Die Bezeichnung als „Dienstleistungen“ sowie die Verwendung einer zeitbasierten Vergütung sprechen meist für einen Dienstvertrag. Allerdings hat eine falsche Bezeichnung im Vertrag keine ausschlaggebende Wirkung; die tatsächliche Vertragsgestaltung ist entscheidend. Falls dennoch ein Werkvertrag gewünscht ist, sollte der Abnahmeprozess für Teilleistungen (z. B. Abnahme einzelner Entwicklungsphasen oder Schnittstellen) klar geregelt werden. Zudem können die Parteien festlegen, nach welchem Vertragsrecht (Werkvertrags- oder Dienstvertragsrecht) sich einzelne Leistungen richten sollen.
Die Entscheidung des OLG Frankfurt macht deutlich, dass auch in einem Werkvertrag mit Zeitvergütung eine Rückforderung bereits geleisteter Zahlungen nicht allein wegen ausbleibenden Erfolgs möglich ist, sofern die Vergütung nach Zeitaufwand vertraglich geregelt und fällig war. Dies steht im Gegensatz zu klassischen Werkverträgen mit erfolgsabhängiger Vergütung, bei denen eine Rückzahlungspflicht bei Rücktritt besteht. Diese besondere Rechtsprechungslage sollte durch eine ausdrückliche vertragliche Regelung abgesichert werden.

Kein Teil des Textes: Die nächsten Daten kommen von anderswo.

PR #1250, opened 2017-10-09
jenkinsfile: Re-enable fuse tests since we upgraded the kernel.

jzila:


strib:
I'm having issues with this on my local box as well.  I think this explains it:

https://github.com/golang/go/issues/21014 (via https://github.com/bazil/fuse/issues/183).

Looks like we might need some bazil work to fix this, but @tv42 never responded to that open issue...  I wonder if we can hit this in production or if it's only a test harness thing somehow.

jzila:
Nice find! We should probably escalate.

tv42:
I've been hoping they'd figure out a fix in runtime. It seems like that's not happening. @hanwen's code change is a racy kludge that injects a file into the filesystem namespace, I don't want to do that. This might take same thinking.

tv42:
The good news seem to be: 

- The hang only affects FUSE servers that are their own clients; typically, unit tests. Real apps are unlikely to suffer.
- (After pretty trivial fixes to unit tests,) bazil.org/fuse tests pass at least half a dozen times in a row, before triggering this race and hanging.

jzila:
FWIW this is the hanwen/go-fuse fix: https://github.com/hanwen/go-fuse/commit/4f10e248ebabd3cdf9c0aa3ae58fd15235f82a79

jzila:
@tv42: any luck figuring out a long term solution?

jzila:
Closing for archival.

PR #1253, opened 2017-10-10
Vendor new team suffixes

mlsteele:
I'd like to merge https://github.com/keybase/client/pull/8961 but it would break circle because of the added argument to `MakeTestTeamID` (circle revendors). So I'm hoping to just merge this at the same time and hope circle settles out.


vendor/vendor.json
```diff
@@ -201,10 +201,10 @@
 			"revisionTime": "2017-10-05T01:33:07Z"
 		},
 		{
-			"checksumSHA1": "F/PcyNFC/ILGiB4UME3omC0YrGA=",
+			"checksumSHA1": "ltLZ6MBJL//Z+aFwGo+MBeTjPYk=",
 			"path": "github.com/keybase/client/go/protocol/keybase1",
-			"revision": "d452e21cd5113a0ca80e1eb7fe5291f4a4859c43",
-			"revisionTime": "2017-10-05T01:33:07Z"
+			"revision": "7939031c7c349ca45d71f9b5be48d5427ffa2c74",
```
strib: It would be nice to maintain this to be a real client hash, but I know the circular dependency for circle sucks. Can you update it right after you push?  (No review needed.)

mlsteele: sure thing, thanks

mlsteele: all set

PR #1254, opened 2017-10-10
[KBFS-2513] Allow a bigger leveldb file size for the block db.

jzila:
After writing a 120MiB file:
```
bash-4.3$ cd ~/.local/share/keybase.devel/kbfs_block_cache/v1/diskCacheBlocks.leveldb/
bash-4.3$ ls -lh
total 130292
-rw-r--r--    1 keybase  keybase    50.2M Oct 10 23:43 000077.ldb
-rw-r--r--    1 keybase  keybase     3.5M Oct 10 23:43 000079.ldb
-rw-r--r--    1 keybase  keybase    50.4M Oct 10 23:43 000080.ldb
-rw-r--r--    1 keybase  keybase     3.8M Oct 10 23:43 000082.ldb
-rw-r--r--    1 keybase  keybase    13.2M Oct 10 23:43 000083.ldb
-rw-r--r--    1 keybase  keybase     2.5M Oct 10 23:44 000084.log
-rw-r--r--    1 keybase  keybase     3.6M Oct 10 23:43 000085.ldb
-rw-r--r--    1 keybase  keybase       16 Oct 10 23:37 CURRENT
-rw-r--r--    1 keybase  keybase        0 Oct 10 23:37 LOCK
-rw-r--r--    1 keybase  keybase    16.6K Oct 10 23:43 LOG
-rw-r--r--    1 keybase  keybase     5.6K Oct 10 23:43 MANIFEST-000000
```

### DIFF
--- a/libkbfs/disk_block_cache.go
+++ b/libkbfs/disk_block_cache.go
@@ -24,6 +24,7 @@ import (
 	"github.com/pkg/errors"
 	metrics "github.com/rcrowley/go-metrics"
 	"github.com/syndtr/goleveldb/leveldb"
+	"github.com/syndtr/goleveldb/leveldb/opt"
 	"github.com/syndtr/goleveldb/leveldb/storage"
 	"github.com/syndtr/goleveldb/leveldb/util"
 	"golang.org/x/net/context"
@@ -32,6 +33,7 @@ import (
 const (
 	// 10 GB maximum storage by default
 	defaultDiskBlockCacheMaxBytes uint64 = 10 * (1 << 30)
+	defaultBlockCacheTableSize    int    = 50 * opt.MiB
 	evictionConsiderationFactor   int    = 3
 	defaultNumBlocksToEvict       int    = 10
 	maxEvictionsPerPut            int    = 4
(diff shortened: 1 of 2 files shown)


libkbfs/disk_block_cache.go
```diff
@@ -139,7 +141,9 @@ func newDiskBlockCacheStandardFromStorage(
 			closer()
 		}
 	}()
-	blockDb, err := openLevelDB(blockStorage)
+	blockDbOptions := *leveldbOptions
+	blockDbOptions.CompactionTableSize = defaultBlockCacheTableSize
```
jzila: This variable is eventually plumbed through here, so I _think_ it does what we need.
https://github.com/syndtr/goleveldb/blob/3c5717caf1475fd25964109a0fc640bd150fce43/leveldb/db_compaction.go#L399-L401

I haven't tested it yet though.

libkbfs/disk_block_cache.go
```diff
@@ -32,6 +33,7 @@ import (
 const (
 	// 10 GB maximum storage by default
 	defaultDiskBlockCacheMaxBytes uint64 = 10 * (1 << 30)
+	defaultBlockCacheTableSize    int    = 50 * opt.MiB
```
songgao: For LevelDB, this is an upper bound rather than fixed size right? Any reason not to make it even bigger?

jzila: In the average case for our disk cache, it works out to be a fixed size. I'm not sure yet what would be the consequences of making it bigger, other than definitely decreasing the performance efficiency of levelDB (inserts need to sort keys within that 50MiB, and potentially move out elements into the next "level")

songgao: I see; thanks!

Die Entscheidung des OLG Frankfurt hat eine besondere Relevanz für IT-Verträge, da bislang kaum gerichtliche Entscheidungen existieren, die sich explizit mit Werkverträgen mit zeitbasierter Vergütung befassen. Die allgemeine Rechtsprechung zu Werkverträgen setzt meist auf erfolgsabhängige Vergütung, bei der eine Rückzahlungspflicht besteht, wenn der vertraglich geschuldete Erfolg nicht erreicht wird.

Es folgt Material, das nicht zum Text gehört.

PR #1255, opened 2017-10-10
libgit: introduce deleted-repo cleaner

strib:
Run it after every git operation, rather than periodically, because it would be difficult and expensive to build something that crawls *every* TLF for a user to look for repos to delete.

When a repo is deleted, this schedules a background task to clean up the repo after a set amount of time.  If KBFS is shut down before that scheduled task, any other git operation in that folder will trigger a cleanup.  However, if the cleanup blocks a git operation, it is time-limited, and will only delete as many files as it can within a 2 second timeout, so as not to block foreground operation for too long. Subsequent operations will clean up more data, etc, until the full repo is gone.

Issue: KBFS-2442

### DIFF
--- a/libgit/repo.go
+++ b/libgit/repo.go
@@ -11,7 +11,9 @@ import (
 	"os"
 	"path"
 	"regexp"
+	"strconv"
 	"strings"
+	"time"
 
 	"github.com/keybase/client/go/libkb"
 	"github.com/keybase/client/go/protocol/keybase1"
@@ -21,11 +23,12 @@ import (
 )
 
 const (
-	kbfsRepoDir         = ".kbfs_git"
-	kbfsConfigName      = "kbfs_config"
-	kbfsConfigNameTemp  = "._kbfs_config"
-	gitSuffixToIgnore   = ".git"
-	kbfsDeletedReposDir = ".kbfs_deleted_repos"
+	kbfsRepoDir              = ".kbfs_git"
+	kbfsConfigName           = "kbfs_config"
+	kbfsConfigNameTemp       = "._kbfs_config"
+	gitSuffixToIgnore        = ".git"
+	kbfsDeletedReposDir      = ".kbfs_deleted_repos"
+	minDeletedAgeForCleaning = 1 * time.Hour
 )
 
 // This character set is what Github supports in repo names.  It's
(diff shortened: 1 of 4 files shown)


libgit/repo.go
```diff
@@ -21,11 +23,12 @@ import (
...
-	kbfsRepoDir         = ".kbfs_git"
-	kbfsConfigName      = "kbfs_config"
-	kbfsConfigNameTemp  = "._kbfs_config"
-	gitSuffixToIgnore   = ".git"
-	kbfsDeletedReposDir = ".kbfs_deleted_repos"
+	kbfsRepoDir              = ".kbfs_git"
+	kbfsConfigName           = "kbfs_config"
+	kbfsConfigNameTemp       = "._kbfs_config"
+	gitSuffixToIgnore        = ".git"
+	kbfsDeletedReposDir      = ".kbfs_deleted_repos"
```
songgao: I know this was added in a previous PR, but I was just thinking what would  happen if `git push` takes longer than an hour (i.e. `minDeletedAgeForCleaning`), and repo delete happens in between. I suppose git-remote-keybase will find out about conflict and rename the repo folder, and only the original that was moved into `.kbfs_deleted_repos` would be deleted, meaning stuff from the eventually finished super slow `git push` would still stay inside `.kbfs_git` as a renamed folder with a conflict suffix so if user needs they can still find them back. Does it sound correct?

libgit/repo.go
```diff
@@ -44,6 +47,115 @@ func checkValidRepoName(repoName string, config libkbfs.Config) bool {
...
+}
+
+// CleanOldDeletedReposTimeLimited is the same as
+// `CleanOldDeletedRepos`, except it limits the time spent on
+// cleaning, deleting as much data as possible within the given time
+// limit (without returning an error).
+func CleanOldDeletedReposTimeLimited(
+	ctx context.Context, config libkbfs.Config,
+	tlfHandle *libkbfs.TlfHandle) error {
+	ctx, cancel := context.WithTimeout(ctx, 2*time.Second)
```
songgao: Make it a const?

libgit/repo.go
strib: If a repo is deleted (i.e., renamed to the `.kbfs_deleted_repos` directory), CR will apply the push changes to that renamed directory.  No conflict names will be used, and the newly pushed data will get cleaned as normal with the rest of the repo.

If the repo is deleted AND then cleaned up all during the push (that's quite a push!), then CR will recreate the pushed files in their renamed location under `.kbfs_deleted_repos`, also without a conflict name (since there's nothing left to conflict with).  Though we don't have a test for this, so I'm not 100% sure -- it could get recreated under the old `.kbfs_git` repo name.  I can add a test later, but either way it seems super unlikely to be an issue.  If it becomes an issue, we can add a check after CR completes to make sure the repo's config file still exists, and if not, we fail the push so the user sees an error.

songgao: Thanks for the explanation. I was mostly worried about the situation where user sees the push succeeds, but it ends up in `.kbfs_deleted_repos` and later on gets cleaned up because another team member deleted the repo. But I guess in that case since delete happened, it should be expected that it's gone anyway.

Für Vertragsparteien von IT-Projekten bedeutet dies, dass eine klare vertragliche Regelung entscheidend ist. Mit der Pflichtenhefterstellung zeigt sich häufig die Kompetenz des Softwaredienstleisters sowie der Umfang des Projekts. Daher sollte nach Erstellung immer eine Sollbruchstelle für das Projekt eingebaut werden, die eine Fortsetzung erst nach ausdrücklichem „Go“ des Auftraggebers vorsieht. Hierbei ist an eine klare Vergütungsregelung zu denken, falls das Projekt nicht fortgesetzt wird.